Published On: Jan 24 2013 11:22:20 AM EST   Updated On: Jan 24 2013 11:24:14 AM EST
Police car at school
ALACHUA COUNTY, Fla. -

As Florida lawmakers prepare for the upcoming legislative session, the local School Safety Work Group is urging them to allocate new money this year to fund school resource officers for Florida's elementary schools in a letter sent to the members of the local delegation and other key legislators.

The Work Group was established immediately after the tragic shooting at Sandy Hook Elementary School in Connecticut, which claimed the lives of 20 children and six educators. The group is made up of representatives from local law enforcement agencies and Alachua County Public Schools and is coordinated by Lt. David Lee of the Alachua County Sheriff's Office.

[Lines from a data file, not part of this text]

PR #5637, opened 2021-03-16
ipatests: Test to check that ResponseNotReady error is not displayed when user session cache is deleted

menonsudhir:
This testcase checks that http.client.ResponseNotReady error is not displayed when
user session cache is deleted.

https://pagure.io/freeipa/issue/7752

### DIFF
--- a/ipatests/test_integration/test_commands.py
+++ b/ipatests/test_integration/test_commands.py
@@ -1489,3 +1489,36 @@ class TestIPACommand(IntegrationTest):
         self.master.run_command(['date', '-s', '-15Years'])
 
         assert isrgrootx1_nick in result
+
+
+class TestIPACommandWithoutReplica(IntegrationTest):
+    """
+    Execute tests with scenarios having only single
+    IPA server and no replica
+    """
+    @classmethod
+    def install(cls, mh):
+        tasks.install_master(cls.master, setup_dns=True)
+
+    def test_client_doesnot_throw_responsenotready_error(self):
+        """
+        This testcase checks that ipa command
+        doesn't throw http.client.ResponseNotReady error
+        when current users session is deleted from the cache
+        """
+        user = 'ipauser1'
+        orig_pwd = 'Password123'
+
+        tasks.kinit_admin(self.master)
+        tasks.user_add(self.master, user, password=orig_pwd)
+        # kinit as admin on ipa-server and run ipa command
+        tasks.kinit_admin(self.master, raiseonerr=False)
+        self.master.run_command(['ipa', 'user-show', "ipauser1"])
+        # Delete the current user session cache on IPA server
+        self.master.run_command(
+            "rm -fv /run/ipa/ccaches/admin@{}-*".format(
+                self.master.domain.realm
+            )
+        )
+        # Run the command again after cache is removed
+        self.master.run_command(['ipa', 'user-show', 'ipauser1'])


ipatests/test_integration/test_commands.py
```diff
@@ -1489,3 +1489,28 @@ def test_ipa_cacert_manage_prune(self):
...
+        """
+        This testcase checks that ipa command
+        doesn't throw http.client.ResponseNotReady error
+        when current users session is deleted from the cache
+        """
+        error_msg = (
+            "http.client.ResponseNotReady: Request-sent \n"
+            "ipa: ERROR: an internal error has occurred"
+        )
+        domainname = "ipa.test"
```
mrizwan93, line 1503: Use `self.master.domain.name` instead of hardcode

ipatests/test_integration/test_commands.py
```diff
@@ -1489,3 +1489,28 @@ def test_ipa_cacert_manage_prune(self):
...
+        del_ccache = "rm -fv /run/ipa/ccaches/admin@{}".format(domainname)
```
mrizwan93, line 1504: Can use f string like `f"rm -fv /run/ipa/ccaches/admin@{domainname}"`

ipatests/test_integration/test_commands.py
```diff
@@ -1489,3 +1489,28 @@ def test_ipa_cacert_manage_prune(self):
...
+
+        # kinit as admin on ipa-client and run ipa command
+        tasks.kinit_admin(self.clients[0], raiseonerr=False)
+        self.clients[0].run_command(["ipa", "user-find"])
```
mrizwan93, line 1508: What is the purpose of this, are you expecting something? Can use assert if that's the case.

ipatests/test_integration/test_commands.py
```diff
@@ -1489,3 +1489,28 @@ def test_ipa_cacert_manage_prune(self):
...
+        """
+        error_msg = (
+            "http.client.ResponseNotReady: Request-sent \n"
+            "ipa: ERROR: an internal error has occurred"
+        )
+        domainname = "ipa.test"
+        del_ccache = "rm -fv /run/ipa/ccaches/admin@{}".format(domainname)
+
+        # kinit as admin on ipa-client and run ipa command
+        tasks.kinit_admin(self.clients[0], raiseonerr=False)
```
mrizwan93, line 1507: any specific reason to use `raiseonerr=False`?

ipatests/test_integration/test_commands.py
```diff
@@ -1489,3 +1489,28 @@ def test_ipa_cacert_manage_prune(self):
...
+        self.clients[0].run_command(["ipa", "user-find"])
+
+        # Delete the current user session cache on IPA server
+        cmd = self.master.run_command([del_ccache])
```
mrizwan93, line 1511: You need to add `' '` to command like `cmd = self.master.run_command(['del_ccache'])`

ipatests/test_integration/test_commands.py
```diff
@@ -1489,3 +1489,28 @@ def test_ipa_cacert_manage_prune(self):
...
+
+        # Run the command on the client again after cache is removed
+        cmd = self.clients[0].run_command(["ipa", "user-find"])
+        assert cmd.returncode == 0
```
mrizwan93, line 1515: No need to add this, `raiseonerr=True` is set by default.

mrizwan93 (commented):
Hello @menonsudhir 
Thanks for the patch. Please see inline comments.

ipatests/prci_definitions/temp_commit.yaml
```diff
@@ -68,7 +68,7 @@ jobs:
       class: RunPytest
       args:
         build_url: '{fedora-latest/build_url}'
-        test_suite: test_integration/test_REPLACEME.py
+        test_suite: test_integration/test_commands.py::TestIPACommand::test_client_doesnot_throw_responsenotready_error
```
amore17, line 71: In temp_commit please use only test_integration/test_commands.py::TestIPACommand

ipatests/test_integration/test_commands.py
```diff
@@ -1489,3 +1489,26 @@ def test_ipa_cacert_manage_prune(self):
...
+        tasks.kinit_admin(self.clients[0], raiseonerr=False)
+        self.clients[0].run_command(['ipa', 'user-find'])
+
+        # Delete the current user session cache on IPA server
+        self.master.run_command(['rm', '-fv', '/run/ipa/ccaches/*'])
+
+        # Run the command on the client again after cache is removed
+        cmd = self.clients[0].run_command(['ipa', 'user-find'])
+        assert cmd.returncode == 0
+        assert error_msg not in cmd.stdout_text
```
amore17, line 1514: Please also add check for `stderr_text`
eg: assert error not in (result.stdout_text, result.stderr_text)

amore17 (changes requested):

ipatests/test_integration/test_commands.py
```diff
@@ -1489,3 +1489,26 @@ def test_ipa_cacert_manage_prune(self):
...
         assert isrgrootx1_nick in result
+
+    def test_client_doesnot_throw_responsenotready_error(self):
+        """
+        This testcase checks that ipa command
+        doesn't throw http.client.ResponseNotReady error
+        when current users session is deleted from the cache
+        """
+        error_msg = (
+            "http.client.ResponseNotReady: Request-sent \n"
```
flo-renaud, line 1500: Is there really a space at the end of the string when the issue happens?

ipatests/test_integration/test_commands.py
```diff
@@ -1489,3 +1489,26 @@ def test_ipa_cacert_manage_prune(self):
...
+        tasks.kinit_admin(self.clients[0], raiseonerr=False)
+        self.clients[0].run_command(['ipa', 'user-find'])
+
+        # Delete the current user session cache on IPA server
+        self.master.run_command(['rm', '-fv', '/run/ipa/ccaches/*'])
+
+        # Run the command on the client again after cache is removed
+        cmd = self.clients[0].run_command(['ipa', 'user-find'])
+        assert cmd.returncode == 0
+        assert error_msg not in (cmd.stdout_text, cmd.stderr_text)
```
flo-renaud, line 1514: should be `not in (cmd.stdout_text + cmd.stderr_text)` otherwise the assert is equivalent to `error_msg != cmd.stdout_text and error_msg != cmd.stderr_text` which is a different test:
```
>>> assert "substring" not in ("substring123", "otherstring")
>>> assert "substring" not in ("substring123" + "otherstring")
AssertionError
```

flo-renaud (commented):
Hi @menonsudhir 
please find inline comments.

ipatests/test_integration/test_commands.py
menonsudhir: @flo-renaud i did see the space at the end of the string.

ipatests/test_integration/test_commands.py
menonsudhir: @flo-renaud have made he requested change

flo-renaud:
Hi @menonsudhir 
if you look at the traces of the temp commit in [report.html](http://freeipa-org-pr-ci.s3-website.eu-central-1.amazonaws.com/jobs/eadfe3fc-8ae1-11eb-88eb-fa163ebd809e/report.html), you can see that the rm command does not remove any file in `/run/ipa/ccaches`:
```
INFO     ipatests.pytest_ipa.integration.host.Host.master.IPAOpenSSHTransport:transport.py:391 RUN ['rm', '-fv', '/run/ipa/ccaches/*']
DEBUG    ipatests.pytest_ipa.integration.host.Host.master.cmd509:transport.py:513 RUN ['rm', '-fv', '/run/ipa/ccaches/*']
DEBUG    ipatests.pytest_ipa.integration.host.Host.master.cmd509:transport.py:217 Exit code: 0
```

It should have found at least one file for the admin that just did `ipa user-find`. This means there is an issue with the test and it won't detect any regression.
I also tried to run the test on a set of machines where the fix was reverted, the test wasn't able to detect the issue.

ipatests/test_integration/test_commands.py
```diff
@@ -1489,3 +1489,26 @@ def test_ipa_cacert_manage_prune(self):
...
+            "http.client.ResponseNotReady: Request-sent \n"
+            "ipa: ERROR: an internal error has occurred"
+        )
+
+        # kinit as admin on ipa-client and run ipa command
+        tasks.kinit_admin(self.clients[0], raiseonerr=False)
+        self.clients[0].run_command(['ipa', 'user-find'])
+
+        # Delete the current user session cache on IPA server
+        self.master.run_command(['rm', '-fv', '/run/ipa/ccaches/*'])
```
flo-renaud, line 1509: According to https://github.com/encukou/pytest-multihost/blob/master/pytest_multihost/host.py#L262, run_command with a list of args does not provide shell expansion. You can either replace your line with `run_command("rm -fv /run/ipa/ccaches/*")` or do as in https://github.com/freeipa/freeipa/blob/master/ipatests/pytest_ipa/integration/tasks.py#L938

ipatests/test_integration/test_commands.py
```diff
@@ -1489,3 +1489,26 @@ def test_ipa_cacert_manage_prune(self):
...
+            "http.client.ResponseNotReady: Request-sent \n"
+            "ipa: ERROR: an internal error has occurred"
+        )
+
+        # kinit as admin on ipa-client and run ipa command
+        tasks.kinit_admin(self.clients[0], raiseonerr=False)
+        self.clients[0].run_command(['ipa', 'user-find'])
+
+        # Delete the current user session cache on IPA server
+        self.master.run_command(['rm -fv /run/ipa/ccaches/*'])
```
flo-renaud, line 1509: Remove the brackets to provide a string instead of a list of strings: `self.master.run_command('rm -fv /run/ipa/ccaches/*')`

flo-renaud:
Hi @menonsudhir 
I launched your new test on an instance where the fix for 7752 was reverted. I expected the test to fail and it didn't, which means that there is an issue with the test.
You can see [here](https://github.com/freeipa-pr-ci2/freeipa/pull/801) the output.

I'm wondering if it's because there is a replica in the test. You can use `ipa -d -vv user-find` to have more information.

menonsudhir:
> ipa -d -vv user-find



> Hi @menonsudhir
> I launched your new test on an instance where the fix for 7752 was reverted. I expected the test to fail and it didn't, which means that there is an issue with the test.
> You can see [here](https://github.com/freeipa-pr-ci2/freeipa/pull/801) the output.
> 
> I'm wondering if it's because there is a replica in the test. You can use `ipa -d -vv user-find` to have more information.

@flo-renaud thank you for the review once again, have made the changes and triggered a run for that specific test.

flo-renaud:
The logs show that the 2nd ipa user-find command tries first with the master then moves to the replica:
```
DEBUG    ipatests.pytest_ipa.integration.host.Host.client0.cmd49:transport.py:557 ipa: DEBUG: New HTTP connection (master.ipa.test)
DEBUG    ipatests.pytest_ipa.integration.host.Host.client0.cmd49:transport.py:557 ipa: DEBUG: HTTP connection destroyed (master.ipa.test)
DEBUG    ipatests.pytest_ipa.integration.host.Host.client0.cmd49:transport.py:557 Traceback (most recent call last):
DEBUG    ipatests.pytest_ipa.integration.host.Host.client0.cmd49:transport.py:557   File "/usr/lib/python3.9/site-packages/ipalib/rpc.py", line 728, in single_request
DEBUG    ipatests.pytest_ipa.integration.host.Host.client0.cmd49:transport.py:557     raise ProtocolError(
DEBUG    ipatests.pytest_ipa.integration.host.Host.client0.cmd49:transport.py:557 xmlrpc.client.ProtocolError: <ProtocolError for master.ipa.test/ipa/session/json: 500 Internal Server Error>
DEBUG    ipatests.pytest_ipa.integration.host.Host.client0.cmd49:transport.py:557 ipa: INFO: Connection to https://master.ipa.test/ipa/session/json failed with <ProtocolError for master.ipa.test/ipa/session/json: 500 Internal Server Error>
DEBUG    ipatests.pytest_ipa.integration.host.Host.client0.cmd49:transport.py:557 ipa: DEBUG: trying https://replica0.ipa.test/ipa/session/json
DEBUG    ipatests.pytest_ipa.integration.host.Host.client0.cmd49:transport.py:557 ipa: INFO: Request: {
DEBUG    ipatests.pytest_ipa.integration.host.Host.client0.cmd49:transport.py:557     "id": 0,
DEBUG    ipatests.pytest_ipa.integration.host.Host.client0.cmd49:transport.py:557     "method": "ping",
DEBUG    ipatests.pytest_ipa.integration.host.Host.client0.cmd49:transport.py:557     "params": [
DEBUG    ipatests.pytest_ipa.integration.host.Host.client0.cmd49:transport.py:557         [],
DEBUG    ipatests.pytest_ipa.integration.host.Host.client0.cmd49:transport.py:557         {}
DEBUG    ipatests.pytest_ipa.integration.host.Host.client0.cmd49:transport.py:557     ]
DEBUG    ipatests.pytest_ipa.integration.host.Host.client0.cmd49:transport.py:557 }
DEBUG    ipatests.pytest_ipa.integration.host.Host.client0.cmd49:transport.py:557 ipa: DEBUG: New HTTP connection (replica0.ipa.test)
```
You will need to modify the test in order to have a single master and no replica, otherwise the test is meaningless and wouldn't reproduce the issue.

flo-renaud:
@menonsudhir 
I am not sure that your test scenario is exactly the same as what is described in the reproducer steps from https://bugzilla.redhat.com/show_bug.cgi?id=1639890#c15:
- there is only a server involved, no client
- the admin cache is deleted, not all the files in /run/ipa/ccaches/

flo-renaud:
Hi @menonsudhir 
the server behavior has changed since this commit: https://pagure.io/freeipa/c/cf80bb33baa79ba93987ee7e63109ece4b37bbd0
Before the commit, a missing session cache in /run/ipa/ccaches/admin@IPA.TEST-xxx did not cause any issue (the server was sending a 401 response) while we now have the server sending a 500 response.

@stanislavlevin or @rcritten can you have a look at the commit https://pagure.io/freeipa/c/cf80bb33baa79ba93987ee7e63109ece4b37bbd0, especially the diff related to the `get_credentials()` method in ipalib/krb_utils.py. I don't have a good understanding of all the consequences of this code change. When the session cache is missing, the client doesn't retry but is it really intended?

flo-renaud:
Removing the stale label.

@rcritten can you have a look at my previous comment?


> Hi @menonsudhir
> the server behavior has changed since this commit: https://pagure.io/freeipa/c/cf80bb33baa79ba93987ee7e63109ece4b37bbd0
> Before the commit, a missing session cache in /run/ipa/ccaches/admin@IPA.TEST-xxx did not cause any issue (the server was sending a 401 response) while we now have the server sending a 500 response.
> 
> @stanislavlevin or @rcritten can you have a look at the commit https://pagure.io/freeipa/c/cf80bb33baa79ba93987ee7e63109ece4b37bbd0, especially the diff related to the `get_credentials()` method in ipalib/krb_utils.py. I don't have a good understanding of all the consequences of this code change. When the session cache is missing, the client doesn't retry but is it really intended?

stanislavlevin:
Sorry, I missed this, will check today.

rcritten:
The 500 is due to an uncaught exception:

```
File "/usr/share/ipa/wsgi.py", line 59, in application
  return api.Backend.wsgi_dispatch(environ, start_response)
File "/usr/lib/python3.9/site-packages/ipaserver/rpcserver.py", line 296, in __call__
  return self.route(environ, start_response)
File "/usr/lib/python3.9/site-packages/ipaserver/rpcserver.py", line 308, in route
  return app(environ, start_response)
File "/usr/lib/python3.9/site-packages/ipaserver/rpcserver.py", line 894, in __call__
  ccache_name = self.get_environ_creds(environ)
File "/usr/lib/python3.9/site-packages/ipaserver/rpcserver.py", line 672, in get_environ_creds
  creds = get_credentials_if_valid(name=gss_name,
File "/usr/lib/python3.9/site-packages/ipalib/krb_utils.py", line 199, in get_credentials_if_valid
  creds = get_credentials(name=name, ccache_name=ccache_name)
File "/usr/lib/python3.9/site-packages/ipalib/krb_utils.py", line 158, in get_credentials
  raise ValueError('"%s", ccache="%s"' % (e, ccache_name))
ValueError: "Major (851968): Unspecified GSS failure.  Minor code may provide more information, Minor (2598845123): No credentials cache found
```

And it looks like even the purposefully raised exception wouldn't be handled. The caller of ```get_environ_creds()``` excepts either a ccache or None.

So the right  call I think is to catch ValueError around the call to ```get_credentials_if_valid()``` and return None if caught.

rcritten:
I filed https://pagure.io/freeipa/issue/8873 and will work on a fix.

rcritten:
https://github.com/freeipa/freeipa/pull/5808

flo-renaud:
@menonsudhir 
Rob fixed the regression and the fix has been merged in master branch. Can you rebase this PR to pick the fix? This way we'll be able to check if the test is OK. Thanks

menonsudhir:
> @menonsudhir
> Rob fixed the regression and the fix has been merged in master branch. Can you rebase this PR to pick the fix? This way we'll be able to check if the test is OK. Thanks

@flo-renaud i have just now rebase the PR

ipatests/test_integration/test_commands.py
flo-renaud: I agree with Rizwan, by default raiseonerr=True and the test will fail before reaching the `assert cmd.returncode == 0` line.
You have 2 choices:
- if you want to use the default raiseonerr=True, just call ipa user-show and delete the assertions on line 1529, 1520 + delete the error_msg on line 1514 as it won't be used. If ipa user-show fails, the test will exit on failure.
- if you want to check the output, add raiseonerr = True. This way you can check that error_msg is not in the output but in this case I would invert the 2 assertions.
IMO no need to look for a specific error message, you can stick to the default raiseonerr=True behavior.

flo-renaud:
@menonsudhir 
not sure whether you saw my  previous comment at https://github.com/freeipa/freeipa/pull/5637/files#r645593252 ...

ipatests/test_integration/test_commands.py
```diff
@@ -1489,3 +1489,37 @@ def test_ipa_cacert_manage_prune(self):
...
+        tasks.kinit_admin(self.master, raiseonerr=False)
+        self.master.run_command(['ipa', 'user-show', "ipauser1"])
+        # Delete the current user session cache on IPA server
+        self.master.run_command(
+            "rm -fv /run/ipa/ccaches/admin@{}-*".format(
+                self.master.domain.realm
+            )
+        )
+        # Run the command again after cache is removed
+        cmd = self.master.run_command(['ipa', 'user-show', 'ipauser1'])
```
flo-renaud, line 1524: Please delete the assert after this line, it will never be reached.

flo-renaud:
Hi @menonsudhir 
I ran your test with a version where the fix for https://pagure.io/freeipa/issue/7752 was reverted and it properly triggers the issue (see https://github.com/freeipa-pr-ci2/freeipa/pull/819).
Azure pipelines are still running but when they are green, please remove the temp commit and I will ACK.

flo-renaud:
ACk for when azure pipelines complete

flo-renaud:
master:

* 0c2530efe5e2540722a37c65a6aae8cc65dcde34 ipatests: Test to check that ResponseNotReady error is not displayed when user session cache is deleted

flo-renaud:
@menonsudhir the automated backport failed, can you do a manual backport to ipa-4-9 branch? Thanks

flo-renaud:
Note: the backport is https://github.com/freeipa/freeipa/pull/5851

The group said it has discussed and begun implementing a wide range of strategies related to school safety, from security procedures to facilities improvements. It said one of its top priorities is the placement of a specially-trained school resource officer/deputy in all elementary schools in the district.

Currently, there are officers in all middle and high schools who are jointly funded by the ACSO, the Gainesville Police Department and the school district.

Both ASO and GPD said they're maintaining an increased presence in local elementary schools for the time being, but they said it's a temporary fix unless more funding becomes available.

School districts and law enforcement agencies across the state have experienced deep budget cuts in recent years.

"We appreciate the way local law enforcement has stepped up since Sandy Hook, and we know our parents, students and staff feel more comfortable with the officers on campus," said Superintendent Dan Boyd. "We'd like to keep them there."

In the letter to legislators, local law enforcement officials point to the many benefits of officers in schools, including bullying, truancy and gang prevention and the mentoring of at-risk students.

"I believe there are many opportunities for deputies to have positive and meaningful interactions with children, in addition to their primary role of protection and security," said Sheriff Sadie Darnell.

Officials also say the benefits of officers extend beyond school campuses.

"We are not only going to address potential violence on a school campus," GPD Chief Tony Jones said. "Building relationships with students and parents can also help us prevent crime in our neighborhoods."

The letter to legislators also requests the restoration of state facilities funding for traditional public schools, which was eliminated two years ago. Boyd says it's important that legislators provide new funding to protect students without dipping into the funds used to educate them.

"They should not be robbing Peter to pay Paul," he said.

The members of the Work Group stress that their work will continue locally no matter what happens in Tallahassee.

"There are many things we can do to promote school safety in the meantime," Lee said. "We're all committed to working closely with the district and school staff to ensure a safe environment for children and adults."